SOURCE MATERIAL START

PR #145, opened 2020-08-20
Final template-haskell-2.17–related changes (linear types and QualifiedDo)

### LINKED ISSUE #143: Adapt to linear types in th-desugar
How should `th-desugar` cope with a brave new linear world? At first glance, the changes that the [linear types patch](https://gitlab.haskell.org/ghc/ghc/-/commit/40fa237e1daab7a76b9871bb6c50b953a1addf23) makes to `template-haskell` might seem deceptively small:

```diff
@@ -2465,6 +2468,7 @@ data Type = ForallT [TyVarBndr Specificity] Cxt Type -- ^ @forall \<vars\>. \<ct
           | UnboxedTupleT Int             -- ^ @(\#,\#), (\#,,\#), etc.@
           | UnboxedSumT SumArity          -- ^ @(\#|\#), (\#||\#), etc.@
           | ArrowT                        -- ^ @->@
+          | MulArrowT                     -- ^ @FUN@
           | EqualityT                     -- ^ @~@
           | ListT                         -- ^ @[]@
           | PromotedTupleT Int            -- ^ @'(), '(,), '(,,), etc.@
```

The ramifications for `th-desugar` could be larger, however. Some questions we must answer are:

1. How should `DType` be changed? We could simply add a new `DMulArrowT` constructor alongside `DArrowT`, but that might fall afoul of the general `th-desugar` principle of making the AST "minimalist". Perhaps a better design is possible.
2. How should `DFunArgs` be changed? Currently, we have:

   ```hs
   data FunArgs
     = ...
     | DFAAnon DType DFunArgs
   ```

   `DFAAnon` doesn't record whether the argument to a function arrow is linear or not. We probably should, somehow.
3. How should `L.H.TH.Desugar.Reify` deal with reifying the types of data constructors? Haskell98 constructors and record GADT constructors are easy, since they will always have linear argument types (e.g., `Just :: a #-> Maybe a`). The tricky case will be prefix GADT constructors, which can have mixed linear and unrestricted arguments. To make things worse, GHC makes it difficult to know which are which. See [GHC#18378](https://gitlab.haskell.org/ghc/ghc/-/issues/18378). We might have to settle for heuristics here.

RyanGlScott:
This PR contains every commit that I needed to make `th-desugar` compile with `template-haskell-2.17.0.0`. In addition to the existing "Support explicit specificity" commit from #142, this includes two other commit:

* Deal with linear types–related changes in TH (which fixes #143)
* Add support for QualifiedDo 

Refer to each commit for an overview of what it does. Since each commit is relatively small, I decided to lump them into a single PR.

Subsumes #142.

### DIFF
--- a/Language/Haskell/TH/Desugar/Core.hs
+++ b/Language/Haskell/TH/Desugar/Core.hs
@@ -15,6 +15,7 @@ module Language.Haskell.TH.Desugar.Core where
 import Prelude hiding (mapM, foldl, foldr, all, elem, exp, concatMap, and)
 
 import Language.Haskell.TH hiding (match, clause, cxt)
+import Language.Haskell.TH.Datatype.TyVarBndr
 import Language.Haskell.TH.Syntax hiding (lift)
 
 #if __GLASGOW_HASKELL__ < 709
@@ -105,7 +106,11 @@ dsExp (CaseE exp matches) = do
   matches' <- dsMatches scrutinee matches
   return $ DLetE [DValD (DVarP scrutinee) exp'] $
            DCaseE (DVarE scrutinee) matches'
-dsExp (DoE stmts) = dsDoStmts stmts
+dsExp (DoE
+#if __GLASGOW_HASKELL__ >= 900
+           _
+#endif
+           stmts) = dsDoStmts stmts
 dsExp (CompE stmts) = dsComp stmts
 dsExp (ArithSeqE (FromR exp)) = DAppE (DVarE 'enumFrom) <$> dsExp exp
 dsExp (ArithSeqE (FromThenR exp1 exp2)) =
@@ -691,9 +696,9 @@ dsDec (NewtypeD cxt n tvbs con derivings) =
   dsDataDec Newtype cxt n tvbs Nothing [con] derivings
 #endif
 dsDec (TySynD n tvbs ty) =
-  (:[]) <$> (DTySynD n <$> mapM dsTvb tvbs <*> dsType ty)
+  (:[]) <$> (DTySynD n <$> mapM dsTvbUnit tvbs <*> dsType ty)
 dsDec (ClassD cxt n tvbs fds decs) =
-  (:[]) <$> (DClassD <$> dsCxt cxt <*> pure n <*> mapM dsTvb tvbs
+  (:[]) <$> (DClassD <$> dsCxt cxt <*> pure n <*> mapM dsTvbUnit tvbs
                      <*> pure fds <*> dsDecs decs)
 #if __GLASGOW_HASKELL__ >= 711
 dsDec (InstanceD over cxt ty decs) =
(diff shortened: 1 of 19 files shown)


Language/Haskell/TH/Desugar/Reify.hs
```diff
@@ -1069,20 +1075,18 @@ build_kind arg_kinds res_kind =
     forall_vis _   _    = Nothing
 #endif
 
-tvb_is_kinded :: TyVarBndr -> Bool
+tvb_is_kinded :: TyVarBndr_ flag -> Bool
```
goldfirere, line 1078: What is this `TyVarBndr_` of which you speak? I can find its definition nowhere.

RyanGlScott: This is a compatibility shim that I defined in https://github.com/glguy/th-abstraction/pull/83 to make it possible to talk about `TyVarBndr`s in a backwards-compatible way now that `template-haskell-2.17.0.0` parameterizes `TyVarBndr`s by `flag`s. The gist of it is:

```hs
#if MIN_VERSION_template_haskell(2,17,0)
type TyVarBndr_ flag = TyVarBndr flag
#else
type TyVarBndr_ flag = TyVarBndr -- the flag is a phantom type
#endif
```

(This is the reason why I temporarily vendored in an in-flight version of `th-abstraction`, as it's not yet available on Hackage.)

Language/Haskell/TH/Desugar/Core.hs
```diff
@@ -1588,23 +1681,33 @@ toposortTyVarsOf tys =
...
-dtvbName (DKindedTV n _) = n
+dtvbName :: DTyVarBndr flag -> Name
+dtvbName (DPlainTV n _)    = n
+dtvbName (DKindedTV n _ _) = n
+
+-- @mk_qual_do_name mb_mod orig_name@ will simply return @orig_name@ if
+-- @mb_mod@ is Nothing. If @mb_mod@ is @Just mod_@, then a new 'Name' will be
+-- returned that uses @mod_@ as the new module prefix. This is useful for
+-- emulating the behavior of the @QualifiedDo@ extension, which adds module
+-- prefixes to functions such as 'return' and ('>>=').
```
goldfirere, line 1692: Nitpick: `QualifiedDo` never affects `return`.

Language/Haskell/TH/Desugar/Subst.hs
```diff
@@ -62,22 +62,32 @@ substTy _ ty@DArrowT    = return ty
 substTy _ ty@(DLitT _)  = return ty
 substTy _ ty@DWildCardT = return ty
 
-substTyVarBndrs :: Quasi q => DSubst -> [DTyVarBndr]
-                -> (DSubst -> [DTyVarBndr] -> q a)
+substForallTelescope :: Quasi q => DSubst -> DForallTelescope
```
goldfirere, line 65: Why is this stuff CPS'd? Not new here, but I see no reason for it.

Language/Haskell/TH/Desugar/Core.hs
RyanGlScott: Good catch. I suppose I had `RecursiveDo` on the brain, since `RecursiveDo` can generate code involving `mfix` and `return` behind the scenes. `th-desugar` doesn't support `RecursiveDo`, however, so there's never any way for qualified `return`s to be created via desugaring.

I've updated the documentation to mention `(>>)` rather than `return`.

Language/Haskell/TH/Desugar/Subst.hs
RyanGlScott: Indeed, I only CPS'd `substForallTelescope` because `substTyVarBndrs` was already CPS'd by the time I got here. We could certainly remove the CPS'ing (at the expense of a breaking API change, but eh), but I'll save that change for #142, on which this PR is built.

SOURCE MATERIAL END

#### WHAT TO DO:
Search the listing for "that" and show every line where it occurs.

#### COMPLETED TASK:
How should `th-desugar` cope with a brave new linear world? At first glance, the changes that the [linear types patch](https://gitlab.haskell.org/ghc/ghc/-/commit/40fa237e1daab7a76b9871bb6c50b953a1addf23) makes to `template-haskell` might seem deceptively small:
1. How should `DType` be changed? We could simply add a new `DMulArrowT` constructor alongside `DArrowT`, but that might fall afoul of the general `th-desugar` principle of making the AST "minimalist". Perhaps a better design is possible.
This PR contains every commit that I needed to make `th-desugar` compile with `template-haskell-2.17.0.0`. In addition to the existing "Support explicit specificity" commit from #142, this includes two other commit:
RyanGlScott: This is a compatibility shim that I defined in https://github.com/glguy/th-abstraction/pull/83 to make it possible to talk about `TyVarBndr`s in a backwards-compatible way now that `template-haskell-2.17.0.0` parameterizes `TyVarBndr`s by `flag`s. The gist of it is:
+-- returned that uses @mod_@ as the new module prefix. This is useful for
RyanGlScott: Indeed, I only CPS'd `substForallTelescope` because `substTyVarBndrs` was already CPS'd by the time I got here. We could certainly remove the CPS'ing (at the expense of a breaking API change, but eh), but I'll save that change for #142, on which this PR is built.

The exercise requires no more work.